Here’s something I’ve seen many times in code right across the spectrum, and which I caught myself doing just the other day. It seems to occur particularly often in codebases that weren’t TDD’d, and which haven’t been kept lean with regular refactoring…
Imagine a codebase in which one particular text string occurs frequently. The string may be some kind of message header, for example, or an XML tag (both of these examples are usually accompanied by another repeated string, representing the message footer or the closing tag). As the codebase grows, you notice the string popping up more and more frequently, until the “duplication” bell goes off. What to do?
It turns out we’ve all been taught the answer: Create a manifest constant (a
#define or a
static final String or whatever, depending on the language), thereby giving the common string a name, and replace all instances of the string by use of the constant. There’s even a name for this refactoring in Martin Fowler’s catalogue: Replace Magic Number With Symbolic Constant. Duplication sorted, right? Wrong!
The duplication wasn’t in the repeated text of the string’s contents, but in the repeated use of the string. The resulting code still contains the original duplication. Worse, by hiding the string behind a constant, my feeling is that we’ve made the code less readable too.
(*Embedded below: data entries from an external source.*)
PR #92, opened 2020-11-27
Add new deprecate decorator

pmrv:
As we discussed in the pyiron meeting today, I made a minimal decorator.  You can pass a message and a version after which the function is expected to disappear.   I thought about making it raise an exception automatically when the given version is lower than the package version, but it is surprisingly difficult to come up with a solution that works for pyiron_base & pyiron.

### DIFF
--- a/pyiron_base/generic/util.py
+++ b/pyiron_base/generic/util.py
@@ -112,8 +112,7 @@ class Deprecator:
         """
         Initialize default values for deprecation message and version.
 
-        Args
-        ----
+        Args:
             message (str): default deprecation message
             version (str): default version after which the function might be removed
             pending (bool): only warn about future deprecation, warning category will be PendingDeprecationWarning
@@ -136,11 +135,10 @@ class Deprecator:
         Wrap the given function to emit a DeprecationWarning at call time.  The warning message is constructed from the
         given message and version.
 
-        Args
-        ----
+        Args:
             function (function): function to mark as deprecated
-        Return
-        ------
+
+        Return:
             function: raises DeprecationWarning when given function is called
         """
         if self.category == PendingDeprecationWarning:
--- a/pyiron_base/generic/util.py
+++ b/pyiron_base/generic/util.py
@@ -115,7 +115,7 @@ class Deprecator:
         Args
         ----
             message (str): default deprecation message
-            version (str): default version after which the function will be removed
+            version (str): default version after which the function might be removed
             pending (bool): only warn about future deprecation, warning category will be PendingDeprecationWarning
                 instead of DeprecationWarning
         """
--- a/pyiron_base/generic/util.py
+++ b/pyiron_base/generic/util.py
@@ -72,6 +72,10 @@ class Deprecator:
         {function_name} is deprecated: {message}. It is not guaranteed to be in
         service after {version}.
 
+    unless `pending=True` was given.  Then the message will be
+
+        {function_name} will be deprecated in a future version: {message}.
+
     If message and version are not initialized or given during the decorating
     call the respective parts are left out from the message.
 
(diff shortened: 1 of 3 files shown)


pmrv:
Sometimes we want to deprecate only certain combinations of arguments to function.  This is not handled yet, because I'd first want to see how well this works in pyiron and maybe tweak the design a bit before.

pyiron_base/generic/util.py
```diff
@@ -57,3 +61,119 @@ def static_isinstance(obj, obj_type):
...
+    >>> foo(1, 2)
+    DeprecationWarning: __main__.foo is deprecated: pyiron says no!  It is not
+    guaranteed to be in service in vers. 0.5.0
+    """
+
+    def __init__(self, message=None, version=None, pending=False):
+        """
+        Initialize default values for deprecation message and version.
+
+        Args
```
liamhuber: Formatting is weird here. Should be more like:

```python
Args:
    message (str): Default deprecation message.
    ...
```

Also, I don't have the link with me, but @samwaseda and I decided to thumb our noses at PEP8 and go for the PyCharm default of 120 characters/line. It looks like some of the breaks here might be to accommodate a shorter line.

pyiron_base/generic/util.py
```diff
@@ -57,3 +61,119 @@ def static_isinstance(obj, obj_type):
...
+        ------
+            function: raises DeprecationWarning when given function is called
+        """
+        if self.category == PendingDeprecationWarning:
+            message_format =  "{}.{} is deprecated"
+        else:
+            message_format =  "{}.{} will be deprecated"
+        message = message_format.format(function.__module__, function.__name__)
+
+        if self.message:
```
liamhuber: If this is a None test, it should be explicit...?

tests/generic/test_util.py
```diff
@@ -23,6 +25,44 @@ def test_static_isinstance(self):
...
+        def foo(a):
+            return 2*a
+
+        @deprecate("use baz instead", version="0.2.0")
+        def bar(a):
+            return 4*a
+
+        with warnings.catch_warnings(record=True) as w:
+            self.assertEqual(foo(1), 2,
+                             "Decorated function does not return original "
```
liamhuber, line 40: It took me a minute to deduce the third argument, but I like this a lot. I didn't realize unittests was set up this way (it makes sense though). I will need to start exploiting this!

liamhuber (commented):
Thanks for getting to this not only quickly but very thoroughly!

pyiron_base/generic/util.py
samwaseda: NB: Actually I agreed that 80 was too short but I'm now sticking to 100 characters because my vim default has 200+ characters and with a vertically split window it nicely accommodates an entire line... This being said, I'm perfectly comfortable with other people using 120 characters as long as they accept my default of 100 characters.

pmrv: I generally prefer shorter lines for vertical splits, but will accommodate anything that we agree on.  I changed my project config to 120 now, if that's what we're going with.

pyiron_base/generic/util.py
```diff
@@ -57,3 +61,119 @@ def static_isinstance(obj, obj_type):
...
+    def __init__(self, message=None, version=None, pending=False):
+        """
+        Initialize default values for deprecation message and version.
+
+        Args
+        ----
+            message (str):
+                default deprecation message
+            version (str):
+                default version after which the function will be removed
```
samwaseda: The function **will** be removed or **might** be removed? I would indeed prefer to systematically remove all deprecated functions (in which case this DocString is correct), but since I'm a rather weak programmer and frankly have no idea how to automatise it, I could only suggest to change it to "might be"...

Either way, "will be removed" and "not guaranteed" (which appears in the warning) are not compatible.

tests/generic/test_util.py
pmrv: I am a big fan of the test message, it helps fixing tests later on a lot

pyiron_base/generic/util.py
pmrv: I took the warning message to be close to what our manual message say right now, so I'll just change the docstring.  As I said I'd want to explore automating it, but it's not so easy on the software side I think.   Worst case would be to grep "deprecate" + version number before each bump, which isn't terribly much work.

pyiron_base/generic/util.py
liamhuber: But I still want the extra newlines and horizontal bars removed 😉

pmrv: Ah, I got my markup confused, I thought the '----' is necessary for the sphinx argument list, but it's ':'.

liamhuber (approved):

PR #93, opened 2020-11-27
Debug nested masters -related to copy_to()

jan-janssen:


liamhuber:
I still need to 100% nail down the guilt, and maybe I could find a workaround maintaining this merge... but it appears to have broken my nested master.

Is there somewhere a such a nested master that this was tested on which I can use as a reference?

liamhuber:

The right approach – after using Inline Constant to put the original strings back into the code – is to look at the context in which each of those strings occurred. Chances are there will be only a small number of kinds of use of the string – perhaps every time a reply message is constructed, for example. If the message has a header and a footer, for example, I’ll look for ways to create a Template Method that builds the message, with a call-out hook to a function that supplies the message body. Ninety percent of the time that kind of approach works; but on the odd occasion when it isn’t appropriate, I’ll look for ways to encapsulate the string in a simple object, and then push the surrounding code onto that object. In either case the result I’m after is that the string is present inline in the code, but the behavioural context in which that string exists now has a name – hopefully a name that is also meaningful in the application’s domain – and the domain knowledge or policy represented by the associated code is no longer duplicated.
Duplication isn’t about text. It’s about knowledge and meaning.